*** Begin section ***

PR #447, opened 2016-07-31
Split, refactor and fix some tests

joelwurtz:
Hello,

I was curious how integration test was working so i rewrite the test class, IMO it is more readbable and debuggable (but that's subjective) , also i start from scratch by looking as few as possible as the existing one.

I also split into 2 phpunit files, now by default integrations tests are not run, but you can use the phpunit-integration.xml file to run integrations tests (i add it to travis).

I also try to fix tests / code, but from what i have seen, most of the remaining tests that are failing are yaml files not updated with the current contract of elasticsearch.

Also there is no more run in async as, IMO, it does not add value to do that in integration.

### DIFF
--- a/src/Elasticsearch/Endpoints/Ingest/Pipeline/Get.php
+++ b/src/Elasticsearch/Endpoints/Ingest/Pipeline/Get.php
@@ -23,7 +23,9 @@ class Get extends AbstractEndpoint
     public function getURI()
     {
         if (isset($this->id) !== true) {
-            return '/_ingest/pipeline/*';
+            throw new Exceptions\RuntimeException(
+                'id is required for GetPipeline'
+            );
         }
 
         $id = $this->id;
--- a/src/Elasticsearch/Endpoints/Ingest/Pipeline/Get.php
+++ b/src/Elasticsearch/Endpoints/Ingest/Pipeline/Get.php
@@ -23,10 +23,9 @@ class Get extends AbstractEndpoint
     public function getURI()
     {
         if (isset($this->id) !== true) {
-            throw new Exceptions\RuntimeException(
-                'id is required for GetPipeline'
-            );
+            return '/_ingest/pipeline/*';
         }
+
         $id = $this->id;
         $uri = "/_ingest/pipeline/$id";
 
--- a/tests/Elasticsearch/Tests/YamlRunnerTest.php
+++ b/tests/Elasticsearch/Tests/YamlRunnerTest.php
@@ -26,7 +26,7 @@ use Symfony\Component\Yaml\Yaml;
  * @license    http://www.apache.org/licenses/LICENSE-2.0 Apache2
  * @link       http://elasticsearch.org
  */
-class YamlRunnerTest2 extends \PHPUnit_Framework_TestCase
+class YamlRunnerTest extends \PHPUnit_Framework_TestCase
 {
     /** @var  Parser */
     private $yaml;
--- a/tests/Elasticsearch/Tests/YamlRunnerTest.php
+++ b/tests/Elasticsearch/Tests/YamlRunnerTest.php
@@ -10,6 +10,7 @@ use Elasticsearch\Common\Exceptions\Forbidden403Exception;
 use Elasticsearch\Common\Exceptions\Missing404Exception;
 use Elasticsearch\Common\Exceptions\RequestTimeout408Exception;
 use Elasticsearch\Common\Exceptions\ServerErrorResponseException;
+use GuzzleHttp\Ring\Future\FutureArrayInterface;
 use Symfony\Component\Finder\Finder;
 use Symfony\Component\Finder\SplFileInfo;
 use Symfony\Component\Yaml\Exception\ParseException;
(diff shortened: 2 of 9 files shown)


joelwurtz:
Also now tests are marked skip or incomplete given the following behavior : 

 * Test is skip only with the operation "skip" matching
 * Test is incomplete if yaml could not be parsed or if the method does not exists in the lib

src/Elasticsearch/Endpoints/Ingest/Pipeline/Get.php
```diff
@@ -23,10 +23,9 @@ class Get extends AbstractEndpoint
     public function getURI()
     {
         if (isset($this->id) !== true) {
-            throw new Exceptions\RuntimeException(
```
polyfractal: Why the removal?  ID is required for the GetPipeline API: https://github.com/elastic/elasticsearch/blob/master/rest-api-spec/src/main/resources/rest-api-spec/api/ingest.get_pipeline.json#L12

tests/Elasticsearch/Tests/YamlRunnerTest.php
```diff
@@ -77,727 +67,621 @@ public static function setUpBeforeClass()
...
+     *
+     * @param $operation
+     * @param $lastOperationResult
+     * @param $testName
+     */
+    public function operationSkip($operation, $lastOperationResult, $testName)
     {
-        $ret = array();
+        if (property_exists($operation, 'features')) {
+            // No features supported
```
polyfractal: This is likely my fault, as the old method called it a "whitelist", when in reality it was a blacklist.  E.g. a list of features *not* supported.  

We should setup a proper whitelist so that the runner knows what features are supported.  It should support the `stash_in_path` feature to be compatible with the old runner, and soon i'll need to add support for headers and warnings

tests/Elasticsearch/Tests/YamlRunnerTest.php
```diff
@@ -77,727 +67,621 @@ public static function setUpBeforeClass()
...
-     * word in PHP. :/
+     * Format a regex for PHP
      *
-     * @param $file
-     * @return mixed
+     * @param $regex
+     *
+     * @return string
      */
-    private function checkForList($document)
```
polyfractal: This `checkForList()` method will need to be replicated in the new runner, somehow.  The `tasks.list/10_basic.yaml` invokes the [Tasks.List API](https://github.com/elastic/elasticsearch/blob/master/rest-api-spec/src/main/resources/rest-api-spec/api/tasks.list.json), which isn't compatible with PHP (since the method call would be `$client->tasks()->list([...])`, and `list()` is a reserved PHP function).  

The method is renamed `get()` in the client, and we have to do the substitution before calling.

polyfractal:
I like it!  Much cleaner :)

I think we will likely want to put back the manual skip-list.  The two manually skipped tests were put there, if I remember correctly, because of differences in regex engine behavior.  I decided it was easier to just skip the tests than try to work around the regex differences.  These tests are run by Java, Perl, Python, Ruby, JS, Groovy and PHP... regex differences are almost guaranteed :)

I'll investigate closer when I get a chance, it may be an easy fix, or something has changed recently.

There are some yaml parsing problems, which may have been special-cased before as well.  I'll investigate when I get a chance here too.

> Also there is no more run in async as, IMO, it does not add value to do that in integration.

I'm not entirely convinced about this to be honest.  If it's not tested, it's not really supported.  I originally added it because mocking out the behavior of libcurl is non-trivial (or impossible), and weird things pop up all the time with curl "in the wild" so to speak.

Otherwise this looks really great, and we can iterate on the little problems that pop up over time.  Thanks!

src/Elasticsearch/Endpoints/Ingest/Pipeline/Get.php
joelwurtz: It was to make this test working : https://github.com/elastic/elasticsearch/blob/master/rest-api-spec/src/main/resources/rest-api-spec/test/ingest/10_basic.yaml#L48

But maybe the test is wrong ?

tests/Elasticsearch/Tests/YamlRunnerTest.php
joelwurtz: Maybe we can do a mapping config for this (with a simple array) ? So if there is new cases of specific keywords it easy to add ?

tests/Elasticsearch/Tests/YamlRunnerTest.php
joelwurtz: So i should not skip if the feature is `stash_in_path` (will do a simple array on top of the class)

src/Elasticsearch/Endpoints/Ingest/Pipeline/Get.php
polyfractal: Emmm... yeah that's strange.  I'll inquire :)

Either the test is wrong, or more likely, that's a new "get all pipelines" endpoint (`GET /_ingest`) which isn't documented, and so the REST Spec is wrong :)

Let's leave it alone for now while I poke some people :)

tests/Elasticsearch/Tests/YamlRunnerTest.php
polyfractal: ++  yep, let's do a simple whitelist array at the top that contains `stash_in_path`, and we can add more when features are added.

There's only one occurrence of `stash_in_path` ([nodes.info](https://github.com/elastic/elasticsearch/blob/master/rest-api-spec/src/main/resources/rest-api-spec/test/nodes.info/20_transport.yaml#L16)), but the functionality is used all over the place in the form of `is_true: nodes.$master.roles`.  So it shouldn't really break anything.

tests/Elasticsearch/Tests/YamlRunnerTest.php
polyfractal: ++

joelwurtz:
> I'm not entirely convinced about this to be honest. If it's not tested, it's not really supported. I originally added it because mocking out the behavior of libcurl is non-trivial (or impossible), and weird things pop up all the time with curl "in the wild" so to speak.

It's mainly because right now wait is called each time : https://github.com/elastic/elasticsearch-php/blob/master/tests/Elasticsearch/Tests/YamlRunnerTest.php#L655

So we don't really test the integration with elasticsearch here, but more the underlying library. Maybe we should add a single integration test on async, and not running the whole test suite (as it double the time of the integration suite)

AFAIK for curl mocking i know these guys are doing it : https://github.com/php-vcr/php-vcr but it's not so clean (they replace the code before loading the php file, so `curl_exec` would become something like  `VCR::curl_exec`) I don't think we should do that xD

src/Elasticsearch/Endpoints/Ingest/Pipeline/Get.php
joelwurtz: I revert this and will do an other PR for this (so it doesn't block this PR)

joelwurtz:
I readd async tests

polyfractal:
Fair points about async.  Perhaps we just hide it behind a flag so that it doesn't double the test time for an average contributor?

I think this looks great!  I need to wrap up something else, then I'll merge.  Thanks so much for tackling this! :)

PR #2001, opened 2023-03-17
requirements.txt: Drop by-now-unused and vulnerable py==1.11.0

hartwork:
Inspired by https://github.com/pychess/pychess/security/dependabot/3


gbtami:
Thx. I seen this as well, but was not able to remember where we use it :)

PR #2023, opened 2023-03-21
Make GitHub Actions build Linux packages

hartwork:


.github/workflows/run-tests.yml
gbtami, line 1: I think we should split off .deb and .rpm creation from run-tests.yml into two separate workflow, deb-build.yml and rpm-build.yml respectively. The reason is the different need of Python3 versions. While .deb creation needs only one Python version (it can be the ubuntu-22.04 default python3.10), all the Python3 version specific .rpm creation needs all the major Python3 versions from 3.7 to 3.11 (it creates 3.7 and 3.11 packages only atm).

hartwork: @gbtami maybe you're right. We'll waste some resource for runtime but for some clear upsides. I'll start working on that.

For the RPMs, I wonder why we need different packages for 3.7 and 3.11. Is it about the Python interpreter command only? Would it go away if we said `/usr/bin/pyhon3` there? I'm just trying to understand why it even needs more than a single RPM package for Python code.

hartwork: > @gbtami maybe you're right. [..] I'll start working on that.

Done.

gbtami: Contrary to deb, bdist_rpm created rpm contains files in python major version dependent directory structure and also contains .pyc files like this:

hartwork: @gbtami interesting! :+1:

gbtami: http://rpmfind.net/linux/RPM/fedora/devel/rawhide/x86_64/p/pychess-1.0.3-5.fc38.noarch.html

hartwork: > http://rpmfind.net/linux/RPM/fedora/devel/rawhide/x86_64/p/pychess-1.0.3-5.fc38.noarch.html

@gbtami is the link intended to demonstrate that Fedora's own package contains (Python 3.11) `.pyc` files as well? Something else?

gbtami: It is just shows that it contains the Python major version dependent .pyc files as well, yes.

gbtami: .deb seems OK, I tested it.
The generated .rpm files now put everything under /opt/hostedtoolcache/Python/3.10.10/x64
Contrary to the old releases and the linked fedora. They put everything under /usr
Maybe it is OK, but I have the feeling it is not. Idk.
Possible this is caused by the `which` usage in .sh files.

hartwork: @gbtami good finding, the which is related but not the problem.

hartwork: @gbtami I should have put it another way: if we take the which away, then there will be no `/usr/bin/python3.XX` except the `/usr/bin/python3.10` that comes with Ubuntu. So which is the cure and the problem. Any ideas how to provide all of  `/usr/bin/python3.7` to `/usr/bin/python3.11` from the same Ubuntu and have the binary believe that it's actual home, easily?

hartwork: @gbtami we could say goodbye to matching .pyc files for everything but Python 3.10. That would mean a theoretical loss in performance to everyone not on Python 3.10.

hartwork: @gbtami we could build python3.xx Debian packages live in the CI based on…

- 3.7: http://security.debian.org/debian-security/pool/updates/main/p/python3.7/python3.7_3.7.3-2+deb10u4.dsc
- 3.8: gone
- 3.9: http://deb.debian.org/debian/pool/main/p/python3.9/python3.9_3.9.2-1.dsc
- 3.10: http://deb.debian.org/debian/pool/main/p/python3.10/python3.10_3.10.10-2.dsc
- 3.11: http://deb.debian.org/debian/pool/main/p/python3.11/python3.11_3.11.2-6.dsc

…but there won't be Python 3.8 this way and we'd probably have to update these links/versions every few days or weeks.

Another approach would be to compile Python upstream tarballs directly. Do you want me to demo that?

gbtami: You can try to install other Python versions in CI from https://launchpad.net/~deadsnakes/+archive/ubuntu/ppa
It works OK form me. (I'm on 18.04 myself.)

hartwork: @gbtami interesting idea, didn't think of deadsnakes at all. Let me try :+1:

hartwork: @gbtami in my experiments it looks like we'll get:
- `/usr/local` from pre-installed Python 3.10
- `/usr` from deadsnakes.

I found that I can use file `~/.pydistutils.cfg` to influence where files go, e.g. with content…

```ìni
[install]
install-base = /usr/FOO
```

…but I'll get an error then…

> error: install-base or install-platbase supplied, but installation scheme is incomplete

…and if I specify all variables, there's a chance that I could get on of the other values wrong, in particular ones, that are not in use right now but could be used in the future. This may be the complete list:

- `--install-base`
- `--install-data`
- `--install-headers`
- `--install-lib`
- `--install-platbase`
- `--install-platlib`
- `--install-purelib`
- `--install-scripts`

I'm thinking we could either focus on the  `~/.pydistutils.cfg` approach and get it to work even with original `actions/setup-python` or we try forcing apt-get to always use deadsnakes even for already-installed 3.10 by influencing which repository wins the race, no matter the version.

What do you think?

hartwork: @gbtami quick update, I found this for `~/.pydistutils.cfg` now:

```ini
[install]
prefix = /usr/FOO
```

hartwork: @gbtami ready for review now

gbtami (approved):

.github/workflows/run-tests.yml
gbtami: Awesome work. Everything seems OK now. Thx!

PR #2024, opened 2023-03-21
pieces: Delete the only two piece previews

hartwork:
We have `create_theme_preview.sh` to generated previews. Idea here is that either we have all previews in Git or none. If they're not in Git, they cannot go out of sync. @gbtami what do you think?


gbtami:
Yes. Generated files never should be stored in git. This two came here by accident (PR from the creator). My fault.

*** End section ***

● **To do**:
Reproduce exactly, please, only the lines from the start of the data above to the line that contains "I was curious", with both ends kept.

● **Answer section**:
PR #447, opened 2016-07-31
Split, refactor and fix some tests

joelwurtz:
Hello,

I was curious how integration test was working so i rewrite the test class, IMO it is more readbable and debuggable (but that's subjective) , also i start from scratch by looking as few as possible as the existing one.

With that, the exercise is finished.